The one I'm most familliar with is "Birthright", which runs huge billboards all over St. Louis. The "B" is shaped like a pregnant woman, with a phone-shaped cutout overlay. From what I hear, they have nearly a thousand member clinics, so they're an incredibly major player. I do not see how anyone could ever look at a birthright ad and honestly call it "deceptive". Which part of "birth right" confuses you?

Once again, the left is accusing the right of some sin (here, deception) while apparently doing that very thing (lying about whether all or most CPCs are deceptive).

Egads, it's like clockwork: Project, project, project.

... the crowd was with Yoest when she said, "You can't make abortion go away with laws. You have to reach people, and reach women when they're hurting." Wasn't this was once the prochoice line, that criminalization wouldn't end abortion, just push it underground?

Yes, you ninny, and the fact that are writing to oppose a group who echoes your own alleged philiosphy -- make abortion safe, rare, but yet still legal -- ought to tip you off to the moral bankruptcy of the modern "pro-choice" movement.

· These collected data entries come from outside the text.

PR #82, opened 2022-05-11
Add guidance about not requiring more than one environment

uglybugger:
https://octopusdeploy.slack.com/archives/C01MSG3LZ5M/p1652232126761519


mjhilton (approved):
Thanks for the clarification, LGTM

PR #224, opened 2019-04-15
Load Raleway font from NPM package

### LINKED ISSUE #223: Ensure that Raleway font is always used
In production, we do not use the right font. We should be always using Raleway, which a part of our visual identification, but instead, we use system default sans-serif.

The problem is related to building JS assets.

maciej-szlosarczyk:
Fixes #223


maciej-szlosarczyk:
Example of how it is:

Screenshot 2019-04-15 at 09 47 17

Example of hos it should be:

Screenshot 2019-04-15 at 09 47 07

PR #243, opened 2019-04-25
Fix banklink error

maciej-szlosarczyk:
Fixes error we are seeing in Errbit. Please test that payment methods continue to work.


maciej-szlosarczyk:
https://errbit.internet.ee/apps/5bd80564d9d1af253512a1c3/problems/5cc16e21d9d1af1242c22951

Example issue.

PR #258, opened 2019-05-03
Add information about background jobs to readme

maciej-szlosarczyk:


maciej-szlosarczyk:
Also disable a special partition used for cache by Chromium, which only affects test:

```
// The /dev/shm partition is too small in certain VM environments, causing
// Chrome to fail or crash (see http://crbug.com/715363). Use this flag to
// work-around this issue (a temporary directory will always be used to create
// anonymous shared memory files).
```

PR #259, opened 2019-05-03
Disable country dropdown

### LINKED ISSUE #256: Disable country code update for e-authenticated users
for electronically authenticated users we fill the ident code and country code automatically, but in the user profile the country code is editable, ident code is not. As the primary use of country code is to be able to validate and verify the identity of the user using their identity code, changing it will make the identity code together with the updated country code invalid.

user should not be able to change the country code if it is automatically set using valid electronic id.

maciej-szlosarczyk:
Fixes #256

### DIFF
--- a/app/views/auth/tara/_form.html.erb
+++ b/app/views/auth/tara/_form.html.erb
@@ -12,15 +12,10 @@
                 </div>
             </div>
             <div class="field">
-                <%= f.label :country, t('users.country') %>
+                <%= f.label :country, t('users.country_code') %>
                 <div class="ui disabled input">
-                    <%= f.select :country_code,
-                    options_for_select(
-                        Countries.for_selection,
-                        user.country_code || Setting.default_country
-                    ),
-                    { readonly: true },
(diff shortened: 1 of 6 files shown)


maciej-szlosarczyk:
Also disable a special partition used for cache by Chromium, which only affects test:

```
// The /dev/shm partition is too small in certain VM environments, causing
// Chrome to fail or crash (see http://crbug.com/715363). Use this flag to
// work-around this issue (a temporary directory will always be used to create
// anonymous shared memory files).
```

vohmar:
does not seem to have an effect - the dropdown is still there and user is able to set and save new value

image

also I just spotted few translation issue in that view - column headers. Hope it is ok to fix these here without separate ticket.

Data from identity document = Andmed elektroonselt isikutunnistuselt
Contact data = Kontaktandmed

maciej-szlosarczyk:
@vohmar now should be better. It did work only in one browser, it seems. I had to replace the dropdown with a text field, so now an ISO-2 country code is displayed, but it is not editable.

PR #275, opened 2019-06-04
Update non-critical javascript dependencies

maciej-szlosarczyk:


maciej-szlosarczyk:
Will probably create a conflict with #277, but this can be safely merged ahead without testing.

PR #280, opened 2019-06-06
Fix omniauth CVE

maciej-szlosarczyk:
Protect against CVE-2015-9284

Use POST method to initialize Tara request. No further action should be required anymore.

Please ensure that Tara login and user creation continues to work after this.


vohmar:
tara auth and user creation continues to work as expected.

maciej-szlosarczyk:
Additional comment here:

We were not vulnerable to this exploit because Tara does not allow a user to be persistently logged in But, if we were to ever introduce Google's or Facebook's SSO, then we would be exposed.

Issue #128, opened 2019-03-22
Remove N+1 from auctions index


maciej-szlosarczyk:
Auction index creates a lot of queries for each user to find if the user already has an auction for specific domain (participant) or check what is current highest offer (administrator). Those should be removed, and that data should be retrieved with one SQL.

maciej-szlosarczyk:
Fixed in #299

PR #287, opened 2019-06-13
Orderable tables

### LINKED ISSUE #173: Admin: sorting
Add sorting fuctionality to the reports (asc and descending) - auctions, results, billing profiles, users, bans

maciej-szlosarczyk:
Adds ordering for administrators as well as ordering of auctions by domain name and finishing time for participant users.

An administrator can order:
- auctions
- bans
- results
- users
- invoices

Ordering can also be applied to search results. Ordering is chainable, so you can order by N columns.

Fixes #173


vohmar:
* please add the sorting options to billing profiles as well (user and nama columns at least)
* this is nice to have but it would be interesting to have sorting option on auctions highest price and offers columns as well to easily get access to some interesting stats

maciej-szlosarczyk:
Billing profiles are now also included, you can order them by user surname, profile name and profile VAT code.

Sorting on auction highest price is tricky until #128 is resolved. Those fields are not backed by easily accessible database columns. When we/I solve #128, I'll add ordering by highest price and number of offers per auction.

PR #291, opened 2019-06-14
add view port for mobile devices

rieussec:
The site is very well thought for the responsive mobile car except that it misses the header, I propose to add it!


maciej-szlosarczyk:
Good catch there! Nothing really to test, can be merged right away.

PR #298, opened 2019-07-05
Update test dependencies

maciej-szlosarczyk:
Fixes security alert discovered by npm-security:

https://github.com/wycats/handlebars.js/commit/edc6220d51139b32c28e51641fadad59a543ae57

Also fixes a deprecation warning coming from `webdrivers` gem:

```
nil versions are discouraged and will be deprecated in Rubygems 4
WARN Webdrivers Driver caching is turned off in this version, 
     but will be enabled by default in 4.x. 
     Set the value with `Webdrivers#cache_time=` in seconds
```

### DIFF
--- a/Gemfile.lock
+++ b/Gemfile.lock
@@ -68,13 +68,13 @@ GEM
     builder (3.2.3)
     byebug (11.0.1)
     cancancan (2.3.0)
-    capybara (3.18.0)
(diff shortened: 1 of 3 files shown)


maciej-szlosarczyk:
This has no impact on production code, can be merged right away.

PR #299, opened 2019-07-08
Add sorting by highest price and number of offers

maciej-szlosarczyk:
In administrator UI, you can now sort auctions by highest offer and number of offers.A participant can also order auctions by a new parameter - his/her own biggest offer. Both also work in search.

Fxes #128, should improve overall performance.

Things to check while testing:
- JSON API continues to return all active auctions, even if there's more than 20 (that's per page limit)
- No information leaks from auction index page. Particularly, no user can get different's user offers.


app/models/admin_auction_decorator.rb
```diff
@@ -0,0 +1,77 @@
+# Query decorator for Auctions. Implements Orderable interaface
```
artur-beljajev: interaface = interface

Issue #335, opened 2019-08-25
Upgrade to Rails 6


artur-beljajev:
- [x] Update `delayed_job` and `delayed_job_active_record` gems
- [x] Update `jbuilder` gem
- [x] Update `devise` gem

PR #336, opened 2019-08-25
Update `delayed_job` gem

artur-beljajev:
#335


artur-beljajev:
See https://github.com/internetee/auction_center/pull/337

PR #357, opened 2019-10-08
Auctions: Make domain table stackable for mobile users

### LINKED ISSUE #354: Mobile view is unusable
Mobile view is unusable especially in portrait mode.
image

it is important to fit the whole domainname in there. One option is to remove all the other columns in mobile view and leave only the domainname. User can tap on the name to see details of the auction, including their current bid, time of auction end and can make a bid or edit current one

karlerikounapuu:
Makes the domain table stackable for mobile users on `/auctions` and `/auctions/search`. 

image

Closes #354.

### DIFF
--- a/app/javascript/src/global/_common.scss
+++ b/app/javascript/src/global/_common.scss
@@ -158,4 +158,22 @@ strong {
     @include max-screen(991px) {
         margin: 40px 0;
     }
+
+    .auctions-table-mobile-infotainment {
+        @media only screen and (min-width: 768px) {
+            display: none;
+        }
+    }
+
+    #auctions-table > thead > tr {
+        th.auctions-table-cell-name-no-mobile {
+            @media only screen and (max-width: 767px) {
+                display: none !important;
+            }
+        }   
+    }
 }
+
+.ui.table.stackable thead {
+    background: #212224;
+  }
--- a/app/javascript/src/semantic-ui/definitions/collections/grid.less
+++ b/app/javascript/src/semantic-ui/definitions/collections/grid.less
@@ -1821,9 +1821,6 @@
   .ui.grid.grid.grid > .row > [class*="widescreen only"].column:not(.mobile) {
     display: none !important;
   }
-  .auction[class*="mobile only"]:not(.auction[class*="tablet computer large screen widescreen"]) {
-    display: none !important;
-  }
 }
 /* Tablet Only Hide */
 @media only screen and (min-width: @tabletBreakpoint) and (max-width: @largestTabletScreen) {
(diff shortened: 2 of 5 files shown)


app/views/auctions/search.html.erb
```diff
@@ -26,8 +26,20 @@
     <div class="margin-block narrow">
         <div class="grid one column">
             <div class="column">
-                <table class="ui table selectable unstackable fixed" id="auctions-table">
-                    <thead>
+                <table class="ui table selectable mobile stackable fixed" id="auctions-table">
+                    <thead class="mobile-show">
```
artur-beljajev: Can we use semantic class name and move logic (I assume it is visible only in mobile, based on the name) to CSS?

karlerikounapuu:
> 1. Any chance to avoid using `!important`?

Possible to avoid `!important` tag in mobile-show class. Removed with last commit. Not that possible with other one since Semantic UI is pretty aggressive when it comes to pushing grid rules.

> 2. Why `scope="col"` is needed?

Came from habit, to be honest. Removed with last commit.

app/views/auctions/search.html.erb
karlerikounapuu: Renamed to "mobile show", semantic enough I believe. Wouldn't really define deeper selector scope, because it could be heavily referenced from other views as well.

artur-beljajev:
@karlerikounapuu I wonder if app-specific overrides should really reside in `app/javascript/src/semantic-ui/`. I can't see many changes here https://github.com/internetee/auction_center/commits/master/app/javascript/src/semantic-ui.

Perhaps we should put it here `app/javascript/src/common` or here `app/javascript/src/global/`?

karlerikounapuu:
> @karlerikounapuu I wonder if app-specific overrides should really reside in `app/javascript/src/semantic-ui/`. I can't see many changes here https://github.com/internetee/auction_center/commits/master/app/javascript/src/semantic-ui.
> 
> Perhaps we should put it here `app/javascript/src/common` or here `app/javascript/src/global/`?
> 
> P.S. We outsource front-end part. It should be easy to integrate it.

@artur-beljajev Changing file path for overrides makes sense. I've moved them to `app/javascript/src/global/`

app/javascript/src/global/_common.scss
```diff
@@ -158,4 +158,22 @@ strong {
...
         margin: 40px 0;
     }
+
+    .auctions-table-mobile-infotainment {
+        @media only screen and (min-width: 768px) {
+            display: none;
+        }
+    }
+
+    #auctions-table > thead > tr {
```
artur-beljajev: Such nesting is quite brittle. Might be better to use classes.

app/javascript/src/semantic-ui/definitions/collections/grid.less
```diff
@@ -1917,4 +1917,4 @@
 }
 
 
-.loadUIOverrides();
+.loadUIOverrides();
```
artur-beljajev: What is changed here?

app/javascript/src/semantic-ui/definitions/collections/table.less
```diff
@@ -1144,4 +1144,4 @@
   font-size: @large;
 }
 
-.loadUIOverrides();
+.loadUIOverrides();
```
artur-beljajev: What is changed here?

PR #271, opened 2016-04-23
Remove the webview-wrapper, fixes #250

### LINKED ISSUE #250: Don't wrap webview in a custom element
See https://github.com/mozilla/tofino/blob/master/app/ui/shared/web-view.js#L16

We don't need this if we use react's `is`: https://github.com/bgrins/gecko-dev/blob/console-frontend/devtools/client/webconsole/new-console-output/components/message-types/console-api-call.js#L36

victorporof:

Fixes https://github.com/mozilla/tofino/issues/250


linclark:
Cleans things up nicely, LGTM 👍

jsantell:
Landing this to start checking out how to unit test with a webview

PR #273, opened 2016-04-25
Keep BrowserWindow list in main process Redux store.

ncalexan:
A few notes:
* there are more callers of `makeBrowserWindow` than I'd like.  I expect those to dispatch profile commands eventually.
* there are no writes to the storage layer yet.  Persisting windows and state is to follow.

r? @bgrins


app/main/reducers/browserWindows-reducers.js
```diff
@@ -0,0 +1,47 @@
...
+ * We diff the current and previous state.  However, after a BrowserWindow is closed, its id
+ * property is no longer available.  (The error will say "Object has been destroyed".)  Therefore,
+ * to allow to compare to a previous state with a BrowserWindow that is no longer alive, we key
+ * by the BrowserWindow.id and take care to not fetch the id of closed windows.
+ */
+type State = Immutable.Map<number, electron.BrowserWindow>;
+
+export default function browserWindowsReducer(state: State = new Immutable.Map(),
+                                              action: Object): State {
+  console.log(`reducing ${JSON.stringify(action)}`);
```
bgrins: Is this intentionally logging for all actions (even those that aren't handled by this reducer)?  It's actually useful, just was surprised when running it to see logs for all the actions, as it might get noisy.

app/main/reducers/profile-command-reducers.js
```diff
@@ -22,15 +23,15 @@ import { ProfileStorage } from '../../services/storage';
 
 export default async function commandHandler(storage: ProfileStorage,
                                              dispatch: any,
-                                             sessionId: number,
+                                             browserWindow: electron.BrowserWindow,
                                              command: profileActions.ProfileAction): Promise<void> {
-  console.log(`${sessionId}: Reducing ${JSON.stringify(command)}`);
+  console.log(`Reducing ${JSON.stringify(command)}`);
```
bgrins: Ditto - maybe there should be a prefix on this message like "profile-command-reducer" to make it clear where the log is coming from

app/main/actions/profile-actions.js
```diff
@@ -48,3 +50,21 @@ export function completionsFor(text: string,
...
+export function createBrowserWindow(browserWindow: electron.BrowserWindow): ProfileAction {
+  return {
+    type: profileActionTypes.DID_CREATE_BROWSER_WINDOW,
+    payload: {
+      browserWindow,
+    },
+  };
+}
+
+export function closeBrowserWindow(browserWindow: electron.BrowserWindow): ProfileAction {
```
bgrins: I think overloading action / command names is going to get more confusing as time goes on (DID_CLOSE_BROWSER_WINDOW and closeBrowserWindow), and I find the pattern used for IPC communication with 'new-window' / createBrowserWindow easier to follow.   That is, the ipc communication is using plain event listeners on server side, and the listener is in charge of emitting a profileAction (takes profileCommand out of the equation).  Why is closing a window a profile-command but opening one isn't?

app/main/browser.js
```diff
@@ -48,24 +47,41 @@ const globalShortcut = electron.globalShortcut;
...
-function sendDiffsToWindows() {
+function sendDiffsToWindows(): void {
   const previousState = currentState;
   currentState = store.getState();
 
+  // TODO: handle empty state.
+  if (previousState && !Immutable.is(currentState.browserWindows.keySeq(),
+                                     previousState.browserWindows.keySeq())) {
+    // Show new windows, taking care to use key IDs rather than possibly deleted ID members.
+    currentState.browserWindows.forEach((bw, id) => {
```
jsantell: We should probably yield on the showing and closing of windows for the entire function, but still run in parallel.

```js
let opening = browserWindows.map((bw,id) => currentState.has(id) ? null : bw.p.then(()=>bw.show()));
let closing = browserWindows.map((bw,id) => prevState.has(id) ? null : bw.p.then(()=>bw.close()));

yield Promise.all([opening, closing])
```

app/main/actions/profile-actions.js
ncalexan: @bgrins and I discussed this on Slack.  We're fairly sure the command separation will go away over time, since it's not carrying it's weight.

As for why closing is a command, but opening isn't -- that's just work in progress.  I expect all of these things to be commands soon enough.

PR #275, opened 2016-04-25
[WIP] Reduce time spent rerendering when interacting with the page. Fixes #253. r=jsantell

### LINKED ISSUE #253: Use connect() for Page components to reduce wasted time
Pages change pretty frequently. Whenever a user rolls over a link, `page.statusText` will change. Whenever a user types, `page.userTyped` will change.

Currently, we are diffing the whole tree when a page changes. We should be able to make this more efficient without too much work.

We are using connect() in one place, at the top of the tree, and we’re accessing the whole state tree. Redux automatically implements `shouldComponentUpdate()` for any container components (the higher order component that is returned from a call to `connect()`). However, it does not do that for the children. This means that a change to state causes the whole component tree to go through `_performComponentUpdate()`, which results in wasted time doing render tree construction and virtual DOM comparisons that do not result in a DOM modification

If we split this up and have containers at lower levels, we should see less wasted time in the perf tool. The basic concept of this is explained in a talk from [React.js Conf 2015](https://www.youtube.com/watch?v=KYzlpRvWZ6c), and Dan Abramov recently provided an [example of doing it with Redux](https://twitter.com/dan_abramov/status/719723513016426496).

There was some concern in the React components meeting that this would cause forced updates. It [does not cause a call to `forceUpdate()`](https://github.com/reactjs/redux/issues/1303#issuecomment-188618535). Instead, it works with React’s dirty component queue. It will check each connected component and if it’s possible that it will need an update, it will add it to the dirty component queue. This means that connected components can be added to the queue independent of their parents.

Perhaps the March for Life week's triumphant pro-lifers have begun to suspect that "post-Roe America" will entail grappling with the fact that they hold the minority view. "Some 65 percent of Americans are prochoice," Nancy Keenan, president of NARAL...

But a similar number also believe abortion should be restricted in some way. It's not as neat as either side wants to make it. Yes, those who want to criminalize all abortion are in the minority. But so are those who oppose all restrictions to abortion-on-demand.

And, guess what? The right is more mainstream on this issue. Whereas the many mainstream conservative activists aren't vowing to make all abortions illegal -- as the author just admitted -- the entire core leadership of the left resists even such sensible and popular restrictions as banning partial-birth abortions, placing them firmly in the extreme fringe.

But the movement's new hubris is most hilariously on display in the much-linked "Battle of the Babes", which purports to settle the reproductive rights debate once and for all by posting photos of marchers from the recent Walk for Life in San Francisco and asking "who is cuter--the prolife gals...or the pro-choice womyn?"

The author is out of her mind: the "babes" article (which is just page three in a multi-page photo essay -- see the other pages for some rather disturbing psychology on public display) is obviously tongue-in-cheek, as you can see for yourself. It no more "purports" to settle the debate than Jay Leno "purports" to be a serious news anchorman:

Which side has the best-looking women? This measure of political power has for decades been the only surefire way to gauge the strength of any social movement.

The author took this seriously??? I can't decide which is funnier. (And never mind that the photographer himself won't take any public pro-life/pro-choice stand.)

Sheesh, if that's the author's best and parting shot on what's wrong with the "pro-life" movement in America then it's no wonder her pet cause is losing public respect.